- Work to be completed
Work out how many lines in the data below include "dblnz", then reply with that number only.

- Provided records
===============

PR #1120, opened 2025-12-16
Reset more vcpu state on snapshot::restore

ludfjig:
MSRs will be added in another PR.

- Removed padding fields from fpu register to simplify comparisons. Not sure why I added them to begin with, we don't need C repr on these. It could _possibly_ allow more efficient `into()` implementation for kvm/mshv due to single memcyp, but that seems like premature optimization to me
- Reset vcpu state on snapshot::restore
- Added bunch of tests
- MSRs are not included in this PR. Will add MSRs in future PR

Addresses https://github.com/hyperlight-dev/hyperlight/issues/791 partially

------ After rebase ------
- Added field onto Snapshot which is SpecialRegisters. These are saved on snapshot() and restored when calling restore(). This is since we can no longer just reset them to default since the guest initializes them

### DIFF
--- a/src/hyperlight_host/src/hypervisor/hyperlight_vm.rs
+++ b/src/hyperlight_host/src/hypervisor/hyperlight_vm.rs
@@ -46,7 +46,7 @@ use crate::hypervisor::crashdump;
 use crate::hypervisor::gdb::{DebugError, DebugMemoryAccessError};
 #[cfg(gdb)]
 use crate::hypervisor::hyperlight_vm::debug::ProcessDebugRequestError;
-use crate::hypervisor::regs::CommonSpecialRegisters;
+use crate::hypervisor::regs::{CommonDebugRegs, CommonSpecialRegisters};
 #[cfg(not(gdb))]
 use crate::hypervisor::virtual_machine::VirtualMachine;
 #[cfg(kvm)]
@@ -320,6 +320,8 @@ pub enum HyperlightVmError {
     Initialize(#[from] InitializeError),
     #[error("Map region error: {0}")]
     MapRegion(#[from] MapRegionError),
+    #[error("Restore VM (vcpu) error: {0}")]
+    Restore(#[from] RegisterError),
     #[error("Unmap region error: {0}")]
     UnmapRegion(#[from] UnmapRegionError),
     #[error("Update region error: {0}")]
@@ -612,12 +614,11 @@ impl HyperlightVm {
         Ok(sregs.cr3)
     }
 
-    /// Set the current base page table physical address
-    pub(crate) fn set_root_pt(&mut self, addr: u64) -> Result<(), AccessPageTableError> {
-        let mut sregs = self.vm.sregs()?;
-        sregs.cr3 = addr;
-        self.vm.set_sregs(&sregs)?;
-        Ok(())
+    /// Get the special registers that need to be stored in a snapshot.
+    pub(crate) fn get_snapshot_sregs(
+        &mut self,
+    ) -> Result<CommonSpecialRegisters, AccessPageTableError> {
+        Ok(self.vm.sregs()?)
     }
 
     /// Get the current stack top virtual address
@@ -899,6 +900,44 @@ impl HyperlightVm {
         #[cfg(not(feature = "mem_profile"))]
         {
             handle_outb(mem_mgr, host_funcs, port, val)?;
+        }
+
+        Ok(())
+    }
+
+    /// Resets the following vCPU state:
+    /// - General purpose registers
+    /// - Debug registers
+    /// - XSAVE (includes FPU/SSE state with proper FCW and MXCSR defaults)
+    /// - Special registers (restored from snapshot, with CR3 updated to new page table location)
+    // TODO: check if other state needs to be reset
+    pub(crate) fn reset_vcpu(
+        &self,
+        cr3: u64,
+        sregs: &CommonSpecialRegisters,
+    ) -> std::result::Result<(), RegisterError> {
+        self.vm.set_regs(&CommonRegisters {
+            rflags: 1 << 1, // Reserved bit always set
+            ..Default::default()
+        })?;
+        self.vm.set_debug_regs(&CommonDebugRegs::default())?;
+        self.vm.reset_xsave()?;
+
+        #[cfg(feature = "init-paging")]
+        {
+            // Restore the full special registers from snapshot, but update CR3
+            // to point to the new (relocated) page tables
+            let mut sregs = *sregs;
+            sregs.cr3 = cr3;
+            self.vm.set_sregs(&sregs)?;
+        }
+        #[cfg(not(feature = "init-paging"))]
+        {
+            let _ = (cr3, sregs); // suppress unused warnings
+            // TODO: This is probably not correct.
+            // Let's deal with it when we clean up the init-paging feature
+            self.vm
+                .set_sregs(&CommonSpecialRegisters::standard_real_mode_defaults())?;
         }
 
         Ok(())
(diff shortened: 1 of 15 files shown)


src/hyperlight_host/src/hypervisor/hyperlight_vm.rs
```diff
@@ -1080,3 +1111,911 @@ mod debug {
         }
     }
 }
+
+#[cfg(test)]
+#[cfg(feature = "init-paging")]
```
jsturtevant, line 1457: this should be valid for more than just init paging feature?

src/hyperlight_host/src/hypervisor/hyperlight_vm.rs
```diff
@@ -1080,3 +1111,911 @@ mod debug {
...
+                        .try_into()
+                        .unwrap(),
+                );
+            }
+        }
+
+        xsave
+    }
+
+    fn hyperlight_vm(code: &[u8]) -> Result<HyperlightVm> {
```
jsturtevant: isn't this duplicating alot of the configuration code we do during VM setup in the test?  how will we maintain this with the actual setup? What if there is a difference?

ludfjig: This is calling `HyperlightVm::new` so they should be the same

src/hyperlight_host/src/hypervisor/hyperlight_vm.rs
ludfjig: yes will fix before publishing pr

ludfjig: Most of these tests do require 64bit mode. There is an integration test at least

src/hyperlight_host/src/hypervisor/hyperlight_vm.rs
jsturtevant: I am concerned about the logic setting up the exclusive memory, stack cookie, etc.  It seems like alot of the same in `set_up_hypervisor_partition` but simplier and having that not be the same might cause difference in configuration that might not be caught.  This seems like a good case of doing integration testing at the host API and guest api layer.

src/hyperlight_host/src/sandbox/initialized_multi_use.rs
```diff
@@ -1298,6 +1300,41 @@ mod tests {
...
+        assert_eq!(dr0_initial, 0, "DR0 should initially be 0");
+
+        // Dirty DR0 by setting it to a known non-zero value
+        const DIRTY_VALUE: u64 = 0xDEAD_BEEF_CAFE_BABE;
+        sandbox.call::<()>("SetDr0", DIRTY_VALUE).unwrap();
+        let dr0_dirty: u64 = sandbox.call("GetDr0", ()).unwrap();
+        assert_eq!(
+            dr0_dirty, DIRTY_VALUE,
+            "DR0 should be dirty after SetDr0 call"
+        );
```
jsturtevant, line 1402: Should check the value it should be set to to ensure it was reset to expected value

jsturtevant: scratch that...

src/hyperlight_host/src/hypervisor/hyperlight_vm.rs
ludfjig: Yeah it does indeed do a lot of setup... But that's more related to memory, and whether it's different or not shouldn't affect these tests which exercises vcpu state tests (I think)

ludfjig: After rebasing on top of main branch with changes that changed snapshotting, it got even worse. But I still believe it's fine, because memory-specifics is irrelevant to these tests.

src/hyperlight_host/src/hypervisor/hyperlight_vm.rs
```diff
@@ -583,6 +588,36 @@ impl HyperlightVm {
...
+    pub(crate) fn reset_vcpu(&self) -> Result<()> {
+        self.vm.set_regs(&CommonRegisters {
+            rflags: 1 << 1, // Reserved bit always set
+            ..Default::default()
+        })?;
+        self.vm.set_debug_regs(&CommonDebugRegs::default())?;
+        // Note: On KVM this ignores MXCSR so it's being set as part of reset_xsave.
+        // See https://github.com/torvalds/linux/blob/d358e5254674b70f34c847715ca509e46eb81e6f/arch/x86/kvm/x86.c#L12554-L12599
+        self.vm.set_fpu(&CommonFpu::default())?;
+        self.vm.reset_xsave()?;
```
jsturtevant, line 924: I believe FPU state xsave overlap, could we just do the reset here and save a few cycles?

src/hyperlight_host/src/hypervisor/regs/debug_regs.rs
jsturtevant, line 1: thought: this would be a smaller pr if this was a sperate PR and would make its easier to review.

src/hyperlight_host/src/hypervisor/virtual_machine/mod.rs
```diff
@@ -165,9 +167,21 @@ pub(crate) trait VirtualMachine: Debug + Send {
...
-    #[cfg(crashdump)]
+    /// Get xsave
+    #[allow(dead_code)]
     fn xsave(&self) -> Result<Vec<u8>>;
+    /// Reset xsave to default state
+    fn reset_xsave(&self) -> Result<()>;
+    /// Set xsave - only used for tests
+    #[cfg(test)]
+    #[cfg(feature = "init-paging")]
+    fn set_xsave(&self, xsave: &[u32]) -> Result<()>;
```
jsturtevant: why is it only for the init-paging feature?  shouldn't there be a test for all the features?

src/hyperlight_host/src/hypervisor/hyperlight_vm.rs
```diff
@@ -1074,3 +1109,1041 @@ mod debug {
...
+            cr3: match get_available_hypervisor() {
+                #[cfg(mshv3)]
+                Some(HypervisorType::Mshv) => _pml4_addr,
+                _ => 0x12345000,
+            },
+            cr4: 0x20, // PAE
+            cr8: 0x5,
+            efer: 0x500, // LME + LMA
+            apic_base: 0xFEE00900,
+            // interrupt_bitmap: [0xFFFFFFFF; 4],
```
jsturtevant: nit: may need to remove this comment? or do something differnet for mshv

src/hyperlight_host/src/hypervisor/hyperlight_vm.rs
```diff
@@ -1074,3 +1109,1041 @@ mod debug {
...
+        expected_sregs.fs.g = got_sregs.fs.g;
+        expected_sregs.gs.unusable = got_sregs.gs.unusable;
+        expected_sregs.gs.g = got_sregs.gs.g;
+        expected_sregs.ss.unusable = got_sregs.ss.unusable;
+        expected_sregs.ss.g = got_sregs.ss.g;
+        expected_sregs.tr.unusable = got_sregs.tr.unusable;
+        expected_sregs.tr.g = got_sregs.tr.g;
+        expected_sregs.ldt.unusable = got_sregs.ldt.unusable;
+        expected_sregs.ldt.g = got_sregs.ldt.g;
+        assert_eq!(got_sregs, expected_sregs);
```
jsturtevant: could we move this to a single function (shared with the one below) so the comment stays the same? There is alot of duplication in the function and is really hard to read.  and know the different phases we are in.

src/hyperlight_host/src/hypervisor/hyperlight_vm.rs
```diff
@@ -1074,3 +1109,1041 @@ mod debug {
...
+        let mut got_fpu = hyperlight_vm.vm.fpu().unwrap();
+        let mut expected_fpu = fpu;
+        // KVM doesn't preserve mxcsr via set_fpu/fpu()
+        #[cfg(kvm)]
+        if available_hv == HypervisorType::Kvm {
+            got_fpu.mxcsr = fpu.mxcsr;
+        }
+        // fpr only uses 80 bits per register. Normalize upper bits for comparison.
+        for i in 0..8 {
+            expected_fpu.fpr[i][10..16].copy_from_slice(&got_fpu.fpr[i][10..16]);
```
jsturtevant, line 2209: this is duplicated in multiple spots in the function, could we condense it?

src/hyperlight_host/src/hypervisor/hyperlight_vm.rs
```diff
@@ -1074,3 +1109,1041 @@ mod debug {
...
+            None,
+            #[cfg(gdb)]
+            dbg_mem_access_hdl.clone(),
+        )
+        .unwrap();
+        vm
+    }
+
+    #[test]
+    fn reset_vcpu_simple() {
```
jsturtevant, line 2176: In general, this test is really hard to read.  Could we evaluate a way to make it easier to read?

src/hyperlight_host/src/hypervisor/hyperlight_vm.rs
```diff
@@ -1074,3 +1109,1041 @@ mod debug {
...
+                r10: 0,
+                r11: 0,
+                r12: 0,
+                r13: 0,
+                r14: 0,
+                r15: 0,
+                rip: 0,
+                rflags: 1 << 1, // Reserved bit 1 is always set
+            };
+            assert_eq!(regs, expected_reset);
```
jsturtevant: this looks to be the same as in `simple_reset`: 
  // Verify the fpu was reset to defaults
        assert_eq!(
            hyperlight_vm.vm.regs().unwrap(),
            CommonRegisters {
                rflags: 1 << 1, // Reserved bit 1 is always set
                ..Default::default()
            }
        );

could we add helper funciton like `verify_registers_reset` and re-use this across all the tests?  that would make off the tests more consistent and easier to read.

src/hyperlight_host/src/hypervisor/hyperlight_vm.rs
```diff
@@ -1074,3 +1109,1041 @@ mod debug {
...
+            #[cfg(kvm)]
+            use crate::hypervisor::regs::MXCSR_DEFAULT;
+
+            #[cfg(kvm)]
+            let available_hv = *get_available_hypervisor().as_ref().unwrap();
+
+            #[rustfmt::skip]
+            const CODE: [u8; 289] = [
+                // xmm0-xmm7: use movd + pshufd to fill with pattern
+                0xb8, 0x11, 0x11, 0x11, 0x11,       // mov eax, 0x11111111
```
jsturtevant: This seems really hard to reason about, Could we use something like https://docs.rs/iced-x86/latest/iced_x86/ or put the files in `test.asm` and compile them at build time with nasm then bring them in with `include_bytes`

src/hyperlight_host/src/sandbox/initialized_multi_use.rs
```diff
@@ -1296,6 +1298,41 @@ mod tests {
         assert_ne!(sandbox3.id, sandbox_id);
     }
 
+    /// Test that snapshot restore properly resets vCPU debug registers. This test verifies
+    /// that restore() calls reset_vcpu.
+    #[test]
+    fn snapshot_restore_resets_debug_registers() {
```
jsturtevant, line 1382: could we also add a test like this for other registers too? Doesn't need to be all the registers but atleast the common registers kind of like it is done here?

src/hyperlight_host/src/hypervisor/hyperlight_vm.rs
jsturtevant: I don't love this but I guess it might be fine.  We might be able to add an abstraction that "preps the vm" but I haven't really thought this through fully.

src/hyperlight_host/src/hypervisor/hyperlight_vm.rs
ludfjig: agree, done

src/hyperlight_host/src/hypervisor/regs/debug_regs.rs
ludfjig: done

src/hyperlight_host/src/hypervisor/hyperlight_vm.rs
ludfjig: fixed

src/hyperlight_host/src/hypervisor/hyperlight_vm.rs
ludfjig: fixed!

src/hyperlight_host/src/hypervisor/hyperlight_vm.rs
ludfjig: tried to make it more readable now

src/hyperlight_host/src/hypervisor/hyperlight_vm.rs
ludfjig: should be better now

src/hyperlight_host/src/hypervisor/virtual_machine/mod.rs
ludfjig: a lot of current code (unrelated to this) depends on `init-paging` feature, and note that it's a default-feature. All hyperlight usages except nanvix must use this feature. For example `GuestPageTableBuffer`, `set_pt_size`, `standard_64bit_defaults` are some things already gated behind this feature. We can consider ungating these, but let's do that in another PR as it would be a substantial effort.

src/hyperlight_host/src/hypervisor/hyperlight_vm.rs
ludfjig: fixed!

src/hyperlight_host/src/sandbox/initialized_multi_use.rs
ludfjig: This test is just making sure reset_vcpu is called. Doing it with other registers is not really feasible because they would be clobbered before/after the guest call, unlike debug registers. I think this is fine because the other registers are tested in hyperlight_vm.rs's tests

src/hyperlight_host/src/hypervisor/hyperlight_vm.rs
ludfjig: fixed

.github/workflows/ValidatePullRequest.yml
```diff
@@ -67,7 +67,7 @@ jobs:
       - docs-pr
       - build-guests
     strategy:
-      fail-fast: true
+      fail-fast: false
```
jsturtevant: is this purposeful?

ludfjig: no it just helps me debugging, will remove this before merging 👍

src/hyperlight_host/src/hypervisor/hyperlight_vm.rs
```diff
@@ -870,6 +877,31 @@ impl HyperlightVm {
         Ok(())
     }
 
+    // Resets the following vCPU state:
+    // - General purpose registers
+    // - Debug registers
+    // - XSAVE (includes FPU/SSE state with proper FCW and MXCSR defaults)
+    // - Special registers (with saved PML4 if feature enabled)
+    // TODO: check if other state needs to be reset
```
dblnz: Nit

```suggestion
    /// Resets the following vCPU state:
    /// - General purpose registers
    /// - Debug registers
    /// - XSAVE (includes FPU/SSE state with proper FCW and MXCSR defaults)
    /// - Special registers (with saved PML4 if feature enabled)
    /// TODO: check if other state needs to be reset
```

src/hyperlight_host/src/sandbox/initialized_multi_use.rs
```diff
@@ -289,6 +289,9 @@ impl MultiUseSandbox {
             unsafe { self.vm.map_region(region) }.map_err(HyperlightVmError::MapRegion)?;
         }
 
+        // if this fails, then the sandbox will not have been restored so keep it poisoned (if it is)
+        self.vm.reset_vcpu().map_err(HyperlightVmError::Restore)?;
```
dblnz: What happens if the sandbox is not poisoned (good state), and it fails here?
Won't it be partially reset?
I mean, 15 lines above we run the `restore_snapshot` method, which restores the memory, so if this fails, it will remain not poisoned, with the memory reset, but not the registers, right?

src/hyperlight_host/src/hypervisor/virtual_machine/mod.rs
```diff
@@ -86,7 +86,7 @@ pub fn is_hypervisor_present() -> bool {
 }
 
 /// The hypervisor types available for the current platform
-#[derive(PartialEq, Eq, Debug)]
+#[derive(PartialEq, Eq, Debug, Copy, Clone)]
```
dblnz, line 91: Unrelated question: Why is the `HypervisorType` defined twice?
Once here, the other in `sandbox/hypervisor.rs`.

src/hyperlight_host/src/hypervisor/virtual_machine/mshv.rs
```diff
@@ -272,14 +273,77 @@ impl VirtualMachine for MshvVm {
...
+            return Err(RegisterError::XsaveSizeMismatch {
+                expected: XSAVE_MIN_SIZE as u32,
+                actual: current_xsave.buffer.len() as u32,
+            });
+        }
+
+        let mut buf = XSave::default(); // default is zeroed 4KB buffer
+
+        // Copy XCOMP_BV (offset 520-527) - preserves feature mask + compacted bit
+        buf.buffer[520..528].copy_from_slice(&current_xsave.buffer[520..528]);
```
jsturtevant, line 314: Do we need to preserve this in kvm as well?

src/hyperlight_host/src/hypervisor/virtual_machine/kvm.rs
```diff
@@ -234,6 +240,56 @@ impl VirtualMachine for KvmVm {
...
     }
+
+    fn reset_xsave(&self) -> std::result::Result<(), RegisterError> {
+        let mut xsave = kvm_xsave::default(); // default is zeroed 4KB buffer with no FAM
+
+        // XSAVE area layout from Intel SDM Vol. 1 Section 13.4.1:
+        // - Bytes 0-1: FCW (x87 FPU Control Word)
+        // - Bytes 24-27: MXCSR
+        // - Bytes 512-519: XSTATE_BV (bitmap of valid state components)
+        xsave.region[0] = FP_CONTROL_WORD_DEFAULT as u32;
```
jsturtevant, line 288: this is writing 32 bits to a 16 bit field.  We only write the 16 bits in mshv.  Is this intended?

src/hyperlight_host/src/hypervisor/virtual_machine/mshv.rs
```diff
@@ -272,14 +273,77 @@ impl VirtualMachine for MshvVm {
...
     fn xsave(&self) -> std::result::Result<Vec<u8>, RegisterError> {
         let xsave = self
             .vcpu_fd
             .get_xsave()
             .map_err(|e| RegisterError::GetXsave(e.into()))?;
         Ok(xsave.buffer.to_vec())
     }
+
+    fn reset_xsave(&self) -> std::result::Result<(), RegisterError> {
+        const XSAVE_MIN_SIZE: usize = 576; // 512 legacy + 64 header
```
jsturtevant: this is the same constant as in whp, consider sharing it?

src/hyperlight_host/src/hypervisor/virtual_machine/whp.rs
```diff
@@ -494,6 +494,132 @@ impl VirtualMachine for WhpVm {
...
+
+        // Expect insufficient buffer error; any other error is unexpected
+        if let Err(e) = result
+            && e.code() != windows::Win32::Foundation::WHV_E_INSUFFICIENT_BUFFER
+        {
+            return Err(RegisterError::GetXsaveSize(e.into()));
+        }
+
+        let provided_size = std::mem::size_of_val(xsave) as u32;
+        if buffer_size_needed > provided_size {
```
jsturtevant: in kvm and mshv we do an explicit check for `std::mem::size_of_val(xsave) != KVM_XSAVE_SIZE_BYTES`  and here we don't.  it means we might provide a buffer to overwrite values and only set certain amount. this is just test code but could help with strange bugs where we think we are doing something different.

src/hyperlight_host/src/hypervisor/hyperlight_vm.rs
```diff
@@ -1381,3 +1413,1039 @@ mod debug {
...
+                assert_eq!(mxcsr, 0x3F80, "MXCSR in XSAVE should be dirty");
+            }
+
+            // Reset vcpu
+            hyperlight_vm.reset_vcpu().unwrap();
+
+            // Check FPU is reset to defaults
+            assert_fpu_reset(hyperlight_vm.vm.as_ref());
+
+            // Verify MXCSR via xsave on KVM
```
jsturtevant: might just leave a comment here, that using fpu to check this doesn't work on kvm and is why we do the extra read via xsave

src/hyperlight_host/src/hypervisor/hyperlight_vm.rs
```diff
@@ -1381,3 +1413,1039 @@ mod debug {
...
+            expected_dirty.rip = regs.rip;
+            expected_dirty.rsp = regs.rsp;
+            expected_dirty.rflags = regs.rflags;
+            assert_eq!(regs, expected_dirty);
+
+            // Reset vcpu
+            hyperlight_vm.reset_vcpu().unwrap();
+
+            // Check registers are reset to defaults
+            assert_regs_reset(hyperlight_vm.vm.as_ref());
```
jsturtevant, line 2376: this is much cleaner thanks!

src/hyperlight_host/src/hypervisor/virtual_machine/whp.rs
ludfjig: fixed

src/hyperlight_host/src/hypervisor/virtual_machine/mshv.rs
ludfjig: fixed

src/hyperlight_host/src/hypervisor/virtual_machine/kvm.rs
ludfjig: Yes, added comment.

src/hyperlight_host/src/hypervisor/virtual_machine/mshv.rs
ludfjig: Nope, no need since different format is used. Updated comment

src/hyperlight_host/src/hypervisor/virtual_machine/mod.rs
ludfjig: Not sure :D We should remove one if they're the same, but will not do it in this PR

ludfjig: #1202

src/hyperlight_host/src/sandbox/initialized_multi_use.rs
ludfjig: Good point. I made it so if it fails, it poisons the sandbox

src/hyperlight_host/src/hypervisor/hyperlight_vm.rs
ludfjig: thanks fixed

jsturtevant (dismissed):

src/hyperlight_host/src/hypervisor/hyperlight_vm.rs
```diff
@@ -905,6 +907,32 @@ impl HyperlightVm {
...
+    /// address via `set_root_pt()` after calling this method.
+    // TODO: check if other state needs to be reset
+    pub(crate) fn reset_vcpu(&self) -> std::result::Result<(), RegisterError> {
+        self.vm.set_regs(&CommonRegisters {
+            rflags: 1 << 1, // Reserved bit always set
+            ..Default::default()
+        })?;
+        self.vm.set_debug_regs(&CommonDebugRegs::default())?;
+        self.vm.reset_xsave()?;
+        #[cfg(feature = "init-paging")]
```
syntactically, line 926: I'm not a huge fan of eating an extra hypercall overhead here for little reason. Can we just swap around the order of `set_root_pt()` and `reset_vcpu()` so that the extra call isn't needed?

src/hyperlight_host/src/hypervisor/virtual_machine/mshv.rs
```diff
@@ -283,14 +284,75 @@ impl VirtualMachine for MshvVm {
...
         let xsave = self
             .vcpu_fd
             .get_xsave()
             .map_err(|e| RegisterError::GetXsave(e.into()))?;
         Ok(xsave.buffer.to_vec())
     }
+
+    fn reset_xsave(&self) -> std::result::Result<(), RegisterError> {
+        let current_xsave = self
+            .vcpu_fd
```
syntactically, line 300: I wonder if there is any more efficient way to do this, since it is a lot of hypercalls. It looks like HvCallMapVpStatePage only gives us access to XMM0-6 and not the other FP state that you are resetting, so perhaps it is not possible (it might make sense to use the register state page for some of the other set_ functions, but that's not relevant to this PR specifically).

src/hyperlight_host/src/hypervisor/hyperlight_vm.rs
```diff
@@ -905,6 +907,32 @@ impl HyperlightVm {
...
+        self.vm
+            .set_sregs(&CommonSpecialRegisters::standard_64bit_defaults(0))?;
+        #[cfg(not(feature = "init-paging"))]
+        self.vm
+            .set_sregs(&CommonSpecialRegisters::standard_real_mode_defaults())?;
+
+        Ok(())
+    }
```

===============

- Response below
3